Many of the walls in the flats are covered in mould. Residents are demanding the units be upgraded before they pay rent.

“Some people are extending their flats without the City’s approval. They are building on top of water pipes and tampering with electricity cables. This has been affecting water flow. So there are families who didn’t have water for two weeks or went without electricity for eight weeks,” said Ntshenge. She said residents buy electricity but water is free.

Ntshenge said residents have had countless community meetings and meetings with Western Cape Human Settlements officials, but to no avail. She said she and other residents stopped paying rent in 2007. “We don’t have a problem with paying rent, but we want to rent a place that is well built, safe and maintained.”

Sibulele Mome, who lives with her three young children, said her biggest challenge is mould and water leaks. “My children are always sick.”

Mome said due to shoddy plumbing, the bathroom in the unit above her flat constantly leaks into hers. “I have that bucket on the wardrobe to hold water that leaks from the top flat.

“The residents here have gone to the municipality to protest several times but we never received help. The mayor was in my house to see the mould but no help came afterwards. Winter is the worst. We are willing to temporarily relocate whilst they rebuild but nothing like that has ever been proposed,” she said.

Some blocks of flats are littered with overflowing sewage and broken pipes.

Madoda Cuphe said “poor workmanship, cutting corners, bypassing building regulations and specifications” had contributed to the failure of the project which should have set a standard for collaborative social housing in the city.

“People were looking forward to the N2 Gateway project and were disappointed.”
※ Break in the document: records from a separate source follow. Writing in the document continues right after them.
PR #17324, opened 2021-10-14
Updated Domains success screen

frosty:
This PR implements the success screen for the domains purchase flow. When rotating to landscape on a phone I opted to remove the illustration. When text gets very big, the illustration may be hidden (for 'accessibility' type sizes) and the view should scroll.

cc @kyleaparker

| Standard | XXL | Accessibility XXXL |
|---|---|---|
| Simulator Screen Shot - iPhone 12 mini - 2021-10-14 at 16 15 00 | Simulator Screen Shot - iPhone 12 mini - 2021-10-14 at 15 02 20 | Simulator Screen Shot - iPhone 12 mini - 2021-10-14 at 15 02 33 |
| Simulator Screen Shot - iPhone 12 mini - 2021-10-14 at 16 15 03 | Simulator Screen Shot - iPhone 12 mini - 2021-10-14 at 15 02 23 | Simulator Screen Shot - iPhone 12 mini - 2021-10-14 at 15 02 38 |

## To Test

- Build and run
- Try both of the following:
    - Redeem a domain credit to use the native flow, and check you see this screen at the end
    - Add another domain to use the web flow and check you see this screen. I was unable to test this as I'm having issues again with the webview auto dismissing. Looking at the code, I _think_ it should be displayed though.
- Check with different dynamic font sizes

## Regression Notes

- This affects the existing domain flows, but this screen is an improvement over what we had already. Changes are limited to this new screen.

N/A

PR submission checklist:


WordPress/Classes/ViewRelated/Domains/Domain credit/DomainCreditRedemptionSuccessViewController.swift
```diff
@@ -1,12 +1,15 @@
 import UIKit
+import WordPressAuthenticator
```
frosty: I'm not a fan of using Authenticator here for the NUXButtonViewController, but we've already used it elsewhere in the domains flow so I've done it here for consistency of UI and ease of implementation. We should pull this out into the main app soon.

mokagio:
I'm going to bump this to the next release because we'll be code freezing 18.5 today and it seems like this needs a bit more touches.

From the looks of it, it seems like this might be something we want in 18.5, though? If this cannot wait two weeks and it's important that it makes it into this release, let me know and we'll organize a new beta once ready. 👍 😃

WordPress/Classes/ViewRelated/Domains/Domain credit/DomainCreditRedemptionSuccessViewController.swift
```diff
@@ -20,50 +23,168 @@ class DomainCreditRedemptionSuccessViewController: UIViewController {
...
+            stackViewContainer.topAnchor.constraint(equalTo: scrollView.topAnchor),
+            stackViewContainer.bottomAnchor.constraint(equalTo: scrollView.bottomAnchor),
+            stackViewContainer.heightAnchor.constraint(greaterThanOrEqualTo: scrollView.heightAnchor),
+
+            buttonContainer.leadingAnchor.constraint(equalTo: view.leadingAnchor),
+            buttonContainer.trailingAnchor.constraint(equalTo: view.trailingAnchor),
+            buttonContainer.bottomAnchor.constraint(equalTo: view.bottomAnchor),
+            buttonContainer.heightAnchor.constraint(greaterThanOrEqualToConstant: Metrics.buttonControllerMinHeight)
+        ])
     }
```
Gio2018: Any chance we can break this `viewDidLoad` into smaller methods?

WordPress/Classes/ViewRelated/Domains/Domain credit/DomainCreditRedemptionSuccessViewController.swift
Gio2018: Can we use a `FancyButton` instead, similarly to what we are doing in `WhatIsNewView.swift` for the `continueButton`?

Gio2018 (changes requested):
Hey @frosty , the test cases worked as expected (including the web view), but I noticed that if the feature flag is off, it still shows the new success screen, and the same happens with the domain prices (cc @diegoreymendez ).
Other than that, I left a couple of code comments.

WordPress/Classes/ViewRelated/Domains/Domain credit/DomainCreditRedemptionSuccessViewController.swift
diegoreymendez: +1

WordPress/Classes/ViewRelated/Domains/Domain credit/DomainCreditRedemptionSuccessViewController.swift
```diff
@@ -20,50 +23,168 @@ class DomainCreditRedemptionSuccessViewController: UIViewController {
...
+        stackView.translatesAutoresizingMaskIntoConstraints = false
+        stackView.axis = .vertical
+        stackView.spacing = Metrics.stackViewSpacing
+        stackView.alignment = .fill
+
+        // Image
+
+        let illustration = UIImageView(image: UIImage(named: "domains-success"))
+        illustration.contentMode = .scaleAspectFit
+        self.illustration = illustration
```
diegoreymendez: We could initialize the `illustration` property lazily where it's declared instead of here since the initialization doesn't really take any external parameter.

If we did that the `illustration` property would no longer be optional and this method (`viewDidLoad`) would be simplified a bit.

kyleaparker:
Looking good @frosty !

I think we can remove the shadow from behind the button area, we generally use a separator line elsewhere in the app. 

I'm not sure if you have worked on the dark mode version yet, if not this is what I had in mind: 
1  Overlay_ Purchase complete

It's using the secondary system background colour and light blue for the primary button. 

Let me know what you think!

diegoreymendez (commented):
Adding some comments on the code.

WordPress/Classes/ViewRelated/Domains/Domain credit/DomainCreditRedemptionSuccessViewController.swift
frosty: 👍

WordPress/Classes/ViewRelated/Domains/Domain credit/DomainCreditRedemptionSuccessViewController.swift
frosty: 👍

frosty:
Thanks folks, I think I've addressed all the feedback now. I've improved the appearance in dark mode too.

@Gio2018 The only thing I haven't done is use a feature flag – as this is just a visual improvement over the previous screen, I didn't feel that it really needed feature flagging, but if you think otherwise I can duplicate the previous view controller and selectively display the 'correct' screen according to the feature flag.

frosty:
@kyleaparker How's this?

|   |   |
|---|---|
| Simulator Screen Shot - iPhone 12 Pro - 2021-10-20 at 09 43 10 | Simulator Screen Shot - iPhone 12 Pro - 2021-10-20 at 10 04 43 |

kyleaparker:
Looks great!

Gio2018 (approved):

“Residents were very angry to the extent that they stopped paying rent. They are still waiting for answers on what actually went wrong. It is hazardous to let people stay there,” he said.

Government responds

In response to our questions about budgets and problems with the buildings, the City of Cape Town said it had not been directly involved in the construction of the units. The City had only provided the land, and the national and provincial government had been responsible for the construction, through Thubelisha Homes.
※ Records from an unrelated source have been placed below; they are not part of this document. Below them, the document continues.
PR #17327, opened 2021-10-15
Merge finalized release 18.4 into `develop`

mokagio:
This includes the changes from beta 2, 18.3.0.2, as well. I opened that yesterday, but made a silly mistake in the conflicts resolution (thanks again @AliSoftware and @dcalhoun for your watchful eyes). Since I knew I'd be finalizing the build today, I decided to batch them rather than pushing a new PR and stacking this one on top of that.

You'll also notice that there is no diff for the `Podfile*` files regarding Gutenberg, as we want to keep the version in `develop` because it's the latest stable and incorporates the `1.63.1` hotfix as well.

Finally, I decided not to bring in the changes from #17305, even though I used them to upload the desired keywords to ASC. I updated the `en-*` translations in GlotPress earlier today, but I guess no one saw my suggested changes yet. The Fastlane files will update based on those eventually, so we should be good. Another reason for not updating the source of truth on which the `.po` is generated here is that this keyword work is an experiment and we don't want to kick off a full round of keywords localization based on this first iteration. 

I wouldn't be surprised if we'll end up changing the keywords process in the future to give us the ability to experiment with them faster. _Stay tuned_ 🍿


config/Version.public.xcconfig
```diff
@@ -1,4 +1,4 @@
 VERSION_SHORT=18.4
 
 // Public long version example: VERSION_LONG=9.9.0.0
-VERSION_LONG=18.4.0.1
+VERSION_LONG=18.4.0.3
```
mokagio, line 4: As I mentioned in the description, this PR also includes `18.4.0.2`, which is why there is a non unary version bump in this diff.

mokagio (commented):
- [x] Fastlane  localized `release_notes.txt` updates
- [x] Localized `.strings` updates
- [x] Build number bump in version `.xcconfig` file

AliSoftware (approved):
✅  `release_notes.txt` updated
✅  `description.txt` updated (for `nl-NL`) 🤷 
✅  `.strings` updated
✅  version bump in `.xcconfig`
✅  Gutenberg version bump in `Podfile` not part of the merge back to `develop` to not introduce regression

I'm 🤷  on the `nl-NL` description being updated – I mean, I don't think the original for the app description has been changed in a while, so why suddenly have an updated description of this? But I'm guessing it's just a `nl-NL`-speaking translator who decided to do some refinements, so sounds good to me.

fastlane/metadata/nl-NL/description.txt
```diff
@@ -1,10 +1,10 @@
...
 
 Met WordPress voor iOS heb je publicatie mogelijkheden in de palm van je hand. Schrijf een spontane haiku vanaf je bank. Maak een foto tijdens je lunchpauze en upload deze. Reageer op de laatste opmerkingen of houd je statistieken in de gaten om te zien uit welke landen de bezoekers van vandaag komen.
 
-WordPress voor iOS is een opensourceproject; dat betekent dat ook jij kunt helpen bij de ontwikkeling ervan. Ga naar https://apps.wordpress.com/contribute/ voor meer informatie.
+WordPress voor iOS is een opensourceproject, dat betekent dat ook jij kunt helpen bij de ontwikkeling ervan. Ga naar https://apps.wordpress.com/contribute/ voor meer informatie.
 
-WordPress voor iOS ondersteunt WordPress.com en zelf-gehoste WordPress.org-sites die op WordPress 4.0 of nieuwer worden uitgevoerd.
+WordPress voor iOS ondersteunt WordPress.com en zelf gehoste WordPress.org sites die op WordPress 4.0 of nieuwer worden uitgevoerd.
 
 Hulp nodig bij de app? Bezoek de forums op https://ios.forums.wordpress.org/ of tweet ons @WordPressiOS.
```
AliSoftware, line 10: 💅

“For information in this regard, please approach the Provincial Department of Human Settlements,” the City said.

However, the provincial department’s Muneera Allie said in response to our queries: “Kindly note that this query should be referred to the City of Cape Town.”

“The N2 Gateway Langa rental flats was constructed in 2005 by the Sobambisana Community Developments Consortium (SCD). The SCD was appointed by the City of Cape Town for the construction of the flats. Thubelisha was appointed in April 2006 by the National Department to manage the flats. The City is therefore better placed to respond to the query.”

The City’s media office said when the flats were handed over to the City in 2013, the handover should have included a substantial budget for upgrades and maintenance, but these funds were never allocated to the City.

“There were no lease agreements, and despite numerous meetings, workshops, and requests for tenants to enter into formal lease agreements with the City, most of the residents refused to do so.”

“In December 2015, the City had no alternative but to take the necessary action to compel the residents to enter into lease agreements. Only 118 residents responded and signed lease agreements. This meant that the City could only attend to repairs and maintenance requests from these tenants.”

A woman hangs her washing outside opposite the N2 highway in Cape Town

The City said that efforts by officials to get the families in the other flats to cooperate had been unsuccessful. Attempts to complete a survey had been met with a refusal to provide the required information.

When GroundUp visited the flats on 18 April, the acting spokesperson for the Public Protector’s Office Ndili Msoki, was conducting an inspection. Msoki said the Public Protector’s Office would meet with the Western Cape government and find out why problems had not been solved.